• _TASK BRIEF_
An exact reproduction of all the entries is the expected answer.

Collection entries
Segment Open

PR #659, opened 2022-03-31
Bi di mapper

alyn509:


elrond-wasm/src/storage/mappers/bi_di_mapper.rs
```diff
@@ -0,0 +1,269 @@
...
+        self.id_set_mapper.insert(id);
+        self.value_set_mapper.insert(value);
+        true
+    }
+
+    pub fn remove_by_id(&mut self, id: &K) -> bool {
+        if self.id_set_mapper.swap_remove(id) {
+            let value = self.get_value(id);
+            storage_clear(self.get_id_key(&value).as_ref());
+            storage_clear(self.get_value_key(id).as_ref());
```
dorin-iancu, line 151: Extract those into private methods, something like `clear_id()` and `clear_value()` respectively.

elrond-wasm/src/storage/mappers/bi_di_mapper.rs
```diff
@@ -0,0 +1,269 @@
...
+            self.value_set_mapper.swap_remove(&value);
+            return true;
+        }
+        false
+    }
+    pub fn remove_by_value(&mut self, value: &V) -> bool {
+        if self.value_set_mapper.swap_remove(value) {
+            let id = self.get_id(value);
+            storage_clear(self.get_id_key(value).as_ref());
+            storage_clear(self.get_value_key(&id).as_ref());
```
dorin-iancu, line 161: Same comment as above.

elrond-wasm/src/storage/mappers/bi_di_mapper.rs
```diff
@@ -0,0 +1,269 @@
...
+        result
+    }
+
+    pub fn get_all_ids(&self) -> ManagedVec<SA, K> {
+        let mut result = ManagedVec::new();
+        for id in self.id_set_mapper.iter() {
+            result.push(id);
+        }
+        result
+    }
```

Segment Closed

• _SOLUTION FOR THIS TASK_
PR #659, opened 2022-03-31
Bi di mapper

alyn509:


elrond-wasm/src/storage/mappers/bi_di_mapper.rs
```diff
@@ -0,0 +1,269 @@
...
+        self.id_set_mapper.insert(id);
+        self.value_set_mapper.insert(value);
+        true
+    }
+
+    pub fn remove_by_id(&mut self, id: &K) -> bool {
+        if self.id_set_mapper.swap_remove(id) {
+            let value = self.get_value(id);
+            storage_clear(self.get_id_key(&value).as_ref());
+            storage_clear(self.get_value_key(id).as_ref());
```
dorin-iancu, line 151: Extract those into private methods, something like `clear_id()` and `clear_value()` respectively.

elrond-wasm/src/storage/mappers/bi_di_mapper.rs
```diff
@@ -0,0 +1,269 @@
...
+            self.value_set_mapper.swap_remove(&value);
+            return true;
+        }
+        false
+    }
+    pub fn remove_by_value(&mut self, value: &V) -> bool {
+        if self.value_set_mapper.swap_remove(value) {
+            let id = self.get_id(value);
+            storage_clear(self.get_id_key(value).as_ref());
+            storage_clear(self.get_value_key(&id).as_ref());
```
dorin-iancu, line 161: Same comment as above.

elrond-wasm/src/storage/mappers/bi_di_mapper.rs
```diff
@@ -0,0 +1,269 @@
...
+        result
+    }
+
+    pub fn get_all_ids(&self) -> ManagedVec<SA, K> {
+        let mut result = ManagedVec::new();
+        for id in self.id_set_mapper.iter() {
+            result.push(id);
+        }
+        result
+    }
```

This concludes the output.